You should now be at a terminal in the Docker container. Now clone the GitHub repository containing all the files you will need for the tutorials.

git clone https://github.com/NBISweden/workshop-reproducible-research.git
cd workshop-reproducible-research

Setting up persistent conda environments

Because the root file system of each container is an isolated instance, Conda environments you create during this course will be lost if you exit the container or if it is killed for some reason. This means that you will have to recreate each environment every time you run a new container for the course. To avoid this, you can make sure that Conda uses a subfolder envs/ inside the /course directory for storing environments. If you run containers for the course with some folder on your local machine mounted inside /course that will cause the Conda environments to be available on your local machine even though they are created inside the container. Should a container be stopped for some reason you can simply run a new one and activate Conda environments under /course/envs, saving you the trouble of recreating them.

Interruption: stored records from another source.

PR #2932, opened 2018-11-11
chore(eslint-config-prettier): Upgrade prettier and extend configuration

michalsnik:
This PR updates the prettier and related packages, as well as extends eslint configuration, so it doesn't conflict with `eslint-plugin-vue` visual rules.


blowsie:
There appears to be a lot of confusion around the  different options for eslint + vue + prettier
Is there a working example config somewhere? Thanks

CreativeWarlock:
Even in 2022 this feels like a conundrum for beginners. I still haven't found any good example config anywhere that makes developers who started fresh with VS Code + Vue + eslint + prettier.

PR #2939, opened 2018-11-12
Update webpack-chain version

Djaler:
New release have very useful feature - https://github.com/neutrinojs/webpack-chain/pull/84


sodatea:
This would be a breaking change to our public API. So you need to monkey patching its internal implementation for compatibility with earlier versions. Otherwise we'll have to wait until v4 to update it.

PR #2981, opened 2018-11-20
feat!: manifest.json should be generated by cli-plugin-pwa

aweikalee:
English description provided by Google Translate.
中文在下方

### English description
`manifest.json` should be generated by `cli-plugin-pwa` and should not be copied directly from the `public` folder.

`manifest.json` is a separate file that cannot be modified by `vue.config.js`, and these values are very suitable for configuration with `vue.config.js`. For example: `name`, `short_name`, `start_url`, `icons[].src`.

Some attributes of `pwa` are the same or similar to those of `manifest.json`. For example, `pwa.themeColor` and `manifest.theme_color`, `pwa.name` and `manifest.name`.

### 中文说明
`manifest.json`应该由`cli-plugin-pwa`生成，不应该直接从`public`文件夹复制。

原本`manifest.json`是一个完全独立的文件，通过`vue.config.js`无法修改某些值，而这些值又非常合适使用`vue.config.js`配置。比如：`name`, `short_name`, `start_url`, `icons[].src`。

在原有的`pwa`的属性中，有些属性与`manifest.json`的属性相似或本应该是同一个。比如`pwa.themeColor`和`manifest.theme_color`, `pwa.name`和`manifest.name`。


jonaskuske:
We could also use [webpack-pwa-manifest](https://github.com/arthurbergmz/webpack-pwa-manifest) to generate the manifest instead of a simple `Object.assign()`.  

This would allow users to specify just one image/icon, which would then be down-scaled to all the required different icon sizes. That part is the biggest advantage of creating the manifest programmatically instead of by hand, im my opinion 🙂

aweikalee:
#3711 
Sorry, I have to create a new PR, because of my wrong operation.

aweikalee:
How can I throw a warn when build complete?
I can't find a way in other vue-cli code.
I try to use `setTimeout`, but can't pass the test.

sodatea:
Now that we are planning a v4 alpha release, The compatibility layer is no longer needed. I'll merge this PR directly. Thanks for your contribution!

Akryum:
I see the UI hasn't be updated to not use `manifest.json`

septatrix:
This does not seem to work with the default setup using vite any longer. Looking at the code this plugin seems to hook into webpack so is this not compatible with vite? Are there plans to add this support or is this basically in maintenance-only mode and I should look for alternative solutions for vite?

PR #3021, opened 2018-11-27
Make the demo msg property public

revolter:


sodatea:
This is intentional. All fields inside a component should be considered as private.

revolter:
But it doesn't work if it's private, because it's set from outside of the component:

https://github.com/vuejs/vue-cli/blob/7147aab85c8984858cddcc29fec3624b20bb3a8d/packages/%40vue/cli-service/generator/router/template/src/views/Home.vue#L5

sodatea:
"Being set from outside" is like class constructor parameters. This does not affect the fact that when accessing props inside a component (using `this.x` syntax), they should be considered local and private.

PR #4757, opened 2019-10-25
chore: dependency maintenance

janwillemvd:
* chore: dependency maintenance (upgrade cypress to 3.5.x)

**What kind of change does this PR introduce?**
- [x] Underlying tools: upgrade cypress to ^3.5.0

**Does this PR introduce a breaking change?** 
- [ ] Yes
- [x] No


sodatea:
Thanks for the help, but since this is a minor version, there's no need to explicitly bump it alone. (We do periodic batch upgrades)

PR #4787, opened 2019-11-02
types(router): added router array type for Array RouteConfig

manuelojeda:

- [ ] Bugfix
- [ ] Feature
- [ ] Code style update
- [ ] Refactor
- [ ] Docs
- [ ] Underlying tools
- [x] Other, please describe:
Added a conditional in the generator of router when **TypeScript** is selected, added the routes array as **<Array<RouteConfig>>**, when using the **@vue/composition-api** using the routes without the type may return an error of incompatibility

- [ ] Yes
- [x] No

**Other information:**

### DIFF
--- a/packages/@vue/cli-plugin-router/generator/template/src/router/index.js
+++ b/packages/@vue/cli-plugin-router/generator/template/src/router/index.js
@@ -1,9 +1,35 @@
 import Vue from 'vue'
+<%_ if (hasTypeScript) { _%>
+import VueRouter, { RouteConfig } from 'vue-router'
+<%_ } else { _%>
 import VueRouter from 'vue-router'
+<%_ } _%>
 import Home from '../views/Home.vue'
 
-Vue.use(VueRouter)
+<%_ if (hasTypeScript) { _%>
+const routes = <Array<RouteConfig>>[
 
+  {
+    path: '/',
+    name: 'home',
+    component: Home
+  },
+  {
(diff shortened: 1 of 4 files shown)


packages/@vue/cli-plugin-router/generator/template/src/router/index.js
```diff
@@ -1,9 +1,35 @@
...
+<%_ if (hasTypeScript) { _%>
+import VueRouter, { RouteConfig } from 'vue-router'
+<%_ } else { _%>
 import VueRouter from 'vue-router'
+<%_ } _%>
 import Home from '../views/Home.vue'
 
-Vue.use(VueRouter)
+<%_ if (hasTypeScript) { _%>
+const routes = <Array<RouteConfig>>[
```
sodatea: As far as I can see, only this line needs to be modified for typescript projects. So no need to  wrap the whole block in the `if` condition.

sodatea: Better use type annotation than type casting:
```suggestion
const routes: Array<RouteConfig> = [
```

manuelojeda: Adding this type annotation just bug the CLI and an error will popup

manuelojeda:
I'm closing this PR to make a new one with the correct changes without adding the lock files.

What you have to do is to, after you've started a container with the docker run command above, first create the envs/ directory:

mkdir /course/envs

Then set the environment variable CONDA_ENVS_PATH to /course/envs:

export CONDA_ENVS_PATH="/course/envs"

Now when you use Conda to create environments inside the Docker container for the course, the environments will be placed in /course/envs which is also present on your local system because you mounted the folder inside the container. Note that you will have to set the CONDA_ENVS_PATH each time you start a new container for this to work.

Attention

This usage of persistent Conda environments should be considered an edge case of how you use Docker containers. We do this only to make it easier to run the course through Docker, but in general we do not advocate creating Conda environments separate from the actual Docker container.

Don't worry if you feel that this Docker stuff is a little confusing, it will become clearer in the Docker tutorial. However, the priority right now is just to get it running so that you can start working.